The computational model of WebAssembly is based on a stack machine. Code consists of sequences of instructions that are executed in order. Instructions manipulate values on an implicit operand stack 1 and fall into two main categories. Simple instructions perform basic operations on data. They pop arguments from the operand stack and push results back to it. Control instructions alter control flow. Control flow is structured, meaning it is expressed with well-nested constructs such as blocks, loops, and conditionals. Branches can only target such constructs.
Under some conditions, certain instructions may produce a trap, which immediately aborts execution. Traps cannot be handled by WebAssembly code, but are reported to the outside environment, where they typically can be caught.
Code is organized into separate functions. Each function takes a sequence of values as parameters and returns a sequence of values as results. Functions can call each other, including recursively, resulting in an implicit call stack that cannot be accessed directly. Functions may also declare mutable local variables that are usable as virtual registers.
A table is an array of opaque values of a particular element type. It allows programs to select such values indirectly through a dynamic index operand. Currently, the only available element type is an untyped function reference. Thereby, a program can call functions indirectly through a dynamic index into a table. For example, this allows emulating function pointers by way of table indices.
- Linear Memory
A linear memory is a contiguous, mutable array of raw bytes. Such a memory is created with an initial size but can be grown dynamically. A program can load and store values from/to a linear memory at any byte address (including unaligned). Integer loads and stores can specify a storage size which is smaller than the size of the respective value type. A trap occurs if an access is not within the bounds of the current memory size.

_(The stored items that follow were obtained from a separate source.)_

Issue #5282, opened 2016-10-28
owncloud folder is shared across different user accounts (permissions issue)


1951FDG:
### Expected behavior

For example, if you create a standard account or admin account, you can see the contents of the owncloud folder for other users, this is of security concern. Proper permissions should be setup for the owncloud folder. Antoher example, if we take a computer to a an Apple store for repair and create a standard account for Apple for testing purposes, Apple techs using that account could still see files and folders within the owncloud folder of the account belonging to the owner.
### Actual behavior

The contents of the owncloud folder is visible to different users, unlike what apple does for the Pictures, Movie, Music, etc folders that are all located in the user folder.
### Steps to reproduce
1. N/A
2. N/A
3. N/A
### Client configuration

Client version: Version 2.2.4 (build 3709)

Operating system: macOS El Capitan

OS language: English

Installation path of client: /Applications

guruz:
@ckamm @ogoffart What is the behaviour on Linux? Is this with regards to umask somehow too?
On my OS X umask returns 0022

ogoffart:
On linux we just use the default which is drwxr-xr-x.  But since it is usually within the user home directory, they are not readable by other users normaly.

ckamm:
@guruz @ogoffart I don't think we explicitly change the permissions at all, do we? So the umask should be respected. There's some code in FileSystem to detect the default-write permissions that the umask implies, but this ticket is about either r permissions on files or x permissions on directories.

ckamm:
I've double checked this on linux with a 002 and 027 umask. It sets the expected file and directory permissions. @1951FDG please clarify!

1951FDG:
I will clarify tomorrow, and do the tests in a MacOS system

1951FDG:
On my OS X umask also returns 0022

~/ownCloud returns 755 which is the standard permission
~/Downloads returns 700 which is the permission that should be set also for ownCloud

`This umask will be applied to all new files and folders created in the system. While the built-in Documents, Desktop, Music, Movies, and other folders in your home directory have custom permissions that keep them private, because of the umask, if you create a new folder next to these in your home folder then its contents can be readable by everyone. Therefore, for privacy, be sure to either change the permissions of files and folders you create in your home folder, or only place them within the existing folders Apple has created there.`

1951FDG:
@guruz  Thanks for fixing this, and by the way do you happen to know which upcoming release will include this fix?

guruz:
[...]

PR #5315, opened 2016-11-15
Folder: Make folder only accessible by user #5282

guruz:
Because on OS X the parent folder might not protect
against access.

### DIFF
--- a/src/gui/accountsettings.cpp
+++ b/src/gui/accountsettings.cpp
@@ -30,6 +30,7 @@
 #include "owncloudsetupwizard.h"
 #include "creds/abstractcredentials.h"
 #include "tooltipupdater.h"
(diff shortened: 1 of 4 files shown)


ogoffart:
I could not change that on linux.  I think the default permissions should be fine.
Maybe only on OSX ?

ckamm:
I agree with what @ogoffart said: we do respect the umask. We can add this if we need different behavior on OS X, but I wouldn't do this everywhere.

guruz:
Please re-review, I do it on OS X only now

ogoffart:
The code looks good. (assuming that's a feature we want, i can't judge because i'm not used to osx customs)

Maybe add a api documentation?

PR #5316, opened 2016-11-16
libsync: Don't store the remote URI in the csync or in the SyncEngine

ogoffart:
We are going to change the webdav path depending on the capabilities.
But the SyncEngine and csync might have been created before the capabilities
are retrieved.

The main raison why we gave the path to the sync engine was to pass it to csync.
But the thing is that csync don't need anymore this url as everything is done by the
discovery classes in libsync that use the network jobs that use the account for the urls.
So csync do not need the remote URI.

shortenFilename in folderstatusmodel.cpp was useless because the string is the
_file of a SyncFileItem which is the relative file name, that name never
starts with owncloud://.

All the csync test creates the folder because csync use to check if the folder
exists. But we don't need to do that anymore

### DIFF
--- a/csync/src/csync.c
+++ b/csync/src/csync.c
@@ -89,7 +89,7 @@ static int _data_cmp(const void *key, const void *data) {
   return 0;
 }
 
-void csync_create(CSYNC **csync, const char *local, const char *remote) {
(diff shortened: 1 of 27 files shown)


ogoffart:
cc @guruz

PR #5318, opened 2016-11-16
Fix some typing errors in russian translation.

Revertron:
The text is not correct now, proposing a correction.


ckamm:
@Revertron Thank you for your suggested changes! The translations of the owncloud client are maintained in Transifex (https://www.transifex.com/owncloud-org/owncloud/), see https://owncloud.org/contribute/translation/ for documentation on that. Would you be up for incorporating your changes there?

A WebAssembly binary takes the form of a module that contains definitions for functions, tables, and linear memories, as well as mutable or immutable global variables. Definitions can also be imported, specifying a module/name pair and a suitable type. Each definition can optionally be exported under one or more names. In addition to definitions, modules can define initialization data for their memories or tables that takes the form of segments copied to given offsets. They can also define a start function that is automatically executed.
A WebAssembly implementation will typically be embedded into a host environment. This environment defines how loading of modules is initiated, how imports are provided (including host-side definitions), and how exports can be accessed. However, the details of any particular embedding are beyond the scope of this specification, and will instead be provided by complementary, environment-specific API definitions.
In practice, implementations need not maintain an actual operand stack. Instead, the stack can be viewed as a set of anonymous registers that are implicitly referenced by instructions. The type system ensures that the stack height, and thus any referenced register, is always known statically.
1.2.2 Semantic Phases¶
Conceptually, the semantics of WebAssembly is divided into three phases. For each part of the language, the specification specifies each of them.
WebAssembly modules are distributed in a binary format. Decoding processes that format and converts it into an internal representation of a module. In this specification, this representation is modelled by abstract syntax, but a real implementation could compile directly to machine code instead.
A decoded module has to be valid. Validation checks a number of well-formedness conditions to guarantee that the module is meaningful and safe. In particular, it performs type checking of functions and the instruction sequences in their bodies, ensuring for example that the operand stack is used consistently.
Finally, a valid module can be executed. Execution can be further divided into two phases:
Instantiation. A module instance is the dynamic representation of a module, complete with its own state and execution stack. Instantiation executes the module body itself, given definitions for all its imports. It initializes globals, memories and tables and invokes the module’s start function if defined. It returns the instances of the module’s exports.
Invocation. Once instantiated, further WebAssembly computations can be initiated by invoking an exported function on a module instance. Given the required arguments, that executes the respective function and returns its results.
Instantiation and invocation are operations within the embedding environment.